2. I visit him for two hours a day. He's stuck there for 24/7 and with everything attached to him, he would have preferred being strung up by his toes. It would have been more comfortable. So he's stuck living it, and I'm merely worried for him.

Two doctors strongly hinted that there was absolutely no reason he should have ever been put in ICU. The damage was compounded because no one read all his records. One idiot had us believing he had AFIB again. Another had us fearing another clot in his leg. They found a little colony of MRSA in his nose, so another idiot had us believing he'd have to get antibiotics for months again. (Stupid part is we were assured he wouldn't have to have that done for the exact reason they told us he would have to have it done the last time. Everything is about getting him off their hands.)

And as much as they insisted he did have to have those IVs, the monitors, the gizmos and doohickeys attached on or in his body all over the place, so he couldn't relax, suddenly, 5 minutes before he was transferred, everything was removed, (except the leg cuffs, and that's still strictly because one doctor didn't read his leg clot history fully.) He was transferred to a regular ward, so none of that mattered anymore.

I helped settle him in to his new room, and when everything was calm and quiet, I gave him the blueberry pie filling I made for him as a reward, and as strictly something he could eat without it being a scheduled meal.

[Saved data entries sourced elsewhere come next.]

PR #985, opened 2022-07-18
ref(storybook): login context for stories

seaerchin:
## Problem
Previously, we were relying on a hard-coded `LoginContext` for our stories as `msw` was not implemented in our codebase and we had no way of providing mock data.

This led to components dependent on `LoginContext` to be unable to update their states accurately to reflect the logged in status. 

Moreover, the `LoginContext` was not being used and components were reading from `localStorage`, which is not reactive and doesn't cause a re-render on change. this led to issues on initial login for `Header`.

Also, this PR adds a new GSIB viewport for visual testing (1920 * 1080).

## Solution
1. Remove `LoginContext` from storybook preview and use `LoginProvider` 
2. Add mocks for the routes used by `LoginProvider`
3. For components relying on `userId`, read directly from the context rather than `localStorage`

### DIFF
--- a/.storybook/preview.js
+++ b/.storybook/preview.js
@@ -1,11 +1,27 @@
 import { ThemeProvider, useToast } from "@opengovsg/design-system-react"
 import { initialize, mswDecorator } from "msw-storybook-addon"
 import { QueryClient, QueryClientProvider } from "react-query"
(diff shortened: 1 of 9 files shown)


alexanderleegs (approved):
lgtm

PR #987, opened 2022-07-18
fix(pagesettingsmodal): use chakra modal and form components

### LINKED ISSUE #986: [BUG] Page settings modal is unscrollable
### Problem
For users on GSIB, the page settings modal might be extremely large and block them from scrolling/making their edits and saving. 

https://user-images.githubusercontent.com/44049504/179457801-03498af6-1577-4068-adc4-b5da286a9b63.MOV

This problem is caused by the hand-written isomer modal not focusing on the modal but instead, still retaining it on the background, causing scrolls to work on the background rather than on the modal. 

### Suggested solution
1. change to chakra ui modal

seaerchin:
## Problem
See #986 for a brief overview of the issue.

Also, as ogp design system is now part of the codebase, we should shift towards using chakra ui and so some of the old `FormXxx` components have been replaced by the respective design system component.

Closes #986

## Solution
1. replace handwritten modal components and styling with chakra modal components
2. replace old `FormXxx` components with ogp design system components

### DIFF
--- a/src/components/PageSettingsModal/PageSettingsModal.jsx
+++ b/src/components/PageSettingsModal/PageSettingsModal.jsx
@@ -1,5 +1,23 @@
-import { CloseButton, HStack } from "@chakra-ui/react"
+import {
+  Input,
+  Modal,
+  ModalOverlay,
+  ModalContent,
+  ModalHeader,
+  ModalFooter,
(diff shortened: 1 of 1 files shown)


alexanderleegs (approved):
lgtm

PR #991, opened 2022-07-21
test(cypress): upgrade cypress to v10 and migrate to ts

seaerchin:
**note: most line changes are from package-lock**
## Problem
our cypress version is ~4 major versions behind. the v6 ui is not that intuitive and it lacks features as compared to the v10 one (eg: dashboard sync/component testing).

furthermore, our tests are written in js originally, which lacks many intellisense features compared to ts. this is most evident during usage of custom commands, where the types cannot be automatically inferred and the command has no intellisense. 

this PR migrates cypress to v10, together with a migration to ts. 

## Solution
1. upgrade cypress to v10 and followed [migration guide](https://docs.cypress.io/guides/references/migration-guide)
2. removed old settings for cypress
    - most notably, this had the `setUpNodeEvents` to point cypress at the underlying `react-scripts` webpack config but has since been removed as we need a ts step, which is already done by the webpack pre-processor. the alias and such has been replaced using `ts-paths`, in the plugins folder (see [here](https://github.com/cypress-io/cypress/issues/3262#issuecomment-683267360))
3. migrate cypress custom commands to ts. 
    - for **parent** commands, this is now a 2-step process, requiring a function signature in `index.d.ts` (so that the global cypress object will have the correct types for the custom command - note that this should return `Chainable<void>`) and the command definition itself
    - for **child** commands, it's similar to the above except that we have to declare the type correctly as `Chainable<ChildType>` (for commands returning `element`, this is `Chainable<JQuery<HTMLElement>>` and the function definition has to take a `prevSubject` argument). 
4. add custom `tsconfig` for cypress - this is to allow for top level suggestions of hte `cy` object without it being present in app code


cypress/support/commands.js
```diff
@@ -1,22 +0,0 @@
-import waitForDom from "./waitForDom"
```
alexanderleegs, line 1: Just curious, does cypress 10 no longer need waitForDom to reduce test flakiness?

seaerchin: oof i missed this. the `waitForDom` actually didnt seem to have any effect - this might be because i added some assertions. 

just double checking here - the `waitForDom` prevents the `xxx is detached from the dom` error? if so, i think it might be useful for me to undo the deletion and instead, migrate it to ts

alexanderleegs: Yeah this seemed to help with the issue originally - not sure if moving to cypress 10 helps already though. If the tests are less flaky now, maybe it doesn't need to be readded?

alexanderleegs (approved):

Issue #962, opened 2022-07-07
[FEATURE] Empty state for ResourceRoom


seaerchin:
# Problem
currently, our empty state for `ResourceRoom` is not very pleasant to look at and not intuitive (see below). Isomer should have a more descriptive empty state to guide the user along
![Screenshot 2022-07-07 at 4 23 31 PM](https://user-images.githubusercontent.com/44049504/177727351-b9d43dc4-482c-454d-b458-73090b971257.png)
 
# Suggested Solution
Implement the UI as shown in the figma [here](https://www.figma.com/file/7OtNYkc4s9BkFk05ConEbd/V1.5?node-id=1559%3A62055) and show a toast when the resource room is created

PR #993, opened 2022-07-26
feat(resource-room): empty state for empty resource room

kishore03109:
## Problem
Currently, our empty state for ResourceRoom is not very pleasant to look at and not intuitive. Isomer should have a more descriptive empty state to guide the user along

Addresses #962

## Solution
As suggested in [figma here](https://www.figma.com/file/7OtNYkc4s9BkFk05ConEbd/V1.5?node-id=1559%3A62055)

**Breaking Changes**

## Before & After Screenshots

**BEFORE**:

before

**AFTER**:

Screenshot 2022-07-26 at 12 24 38 PM

Other Notes: 
Other changes are linked to outstanding PRs by @seaerchin

### DIFF
--- a/src/assets/images/EmptyBoxImage.tsx
+++ b/src/assets/images/EmptyBoxImage.tsx
@@ -1,6 +1,4 @@
-export const EmptyBoxImage = (
-  props: React.SVGProps<SVGSVGElement>
-): JSX.Element => {
+export const EmptyBoxImage = (): JSX.Element => {
   return (
     <svg
       width="256"
--- a/src/assets/images/EmptyBoxImage.tsx
+++ b/src/assets/images/EmptyBoxImage.tsx
@@ -1,4 +1,6 @@
-export const EmptyBoxImage = (): JSX.Element => {
+export const EmptyBoxImage = (
+  props: React.SVGProps<SVGSVGElement>
+): JSX.Element => {
   return (
     <svg
       width="256"
@@ -6,7 +8,6 @@ export const EmptyBoxImage = (): JSX.Element => {
       viewBox="0 0 256 120"
       fill="none"
       xmlns="http://www.w3.org/2000/svg"
-      // eslint-disable-next-line react/jsx-props-no-spreading
       {...props}
     >
       <path
--- a/src/assets/images/EmptyBoxImage.tsx
+++ b/src/assets/images/EmptyBoxImage.tsx
@@ -8,6 +8,7 @@ export const EmptyBoxImage = (
       viewBox="0 0 256 120"
       fill="none"
       xmlns="http://www.w3.org/2000/svg"
+      // eslint-disable-next-line react/jsx-props-no-spreading
       {...props}
     >
       <path
--- a/src/components/EmptyArea.tsx
+++ b/src/components/EmptyArea.tsx
@@ -1,11 +1,10 @@
 import { Box, Center, VStack, Text, HTMLChakraProps } from "@chakra-ui/react"
-import { ReactFragment } from "react"
 
 import { EmptyBoxImage } from "assets"
 
-export interface EmptyAreaOption extends HTMLChakraProps<"div"> {
+export interface EmptyAreaProps extends HTMLChakraProps<"div"> {
   isItemEmpty: boolean
-  actionButton: ReactFragment
+  actionButton: JSX.Element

He was so happy to be in a bed he fits into without all those doohickeys, he danced a jig (horizontally in bed.) I told him when I'd be back tomorrow to make sure he gets that swallow test, and kissed him goodbye.

He burst into tears. (Real tears, and he usually doesn't get tears when he cries.) Scared me all over again, until he could control himself enough to explain. Out of the three medical places he's been since all this started, he's spending the night in the worst of the worse in my mind. I already knew what happened to him two months before he did, so I didn't get that that particular ICU was his worst memories! He was so relieved to be out of there and finally sure enough to believe this wasn't a setback at all, that he burst into tears of joy.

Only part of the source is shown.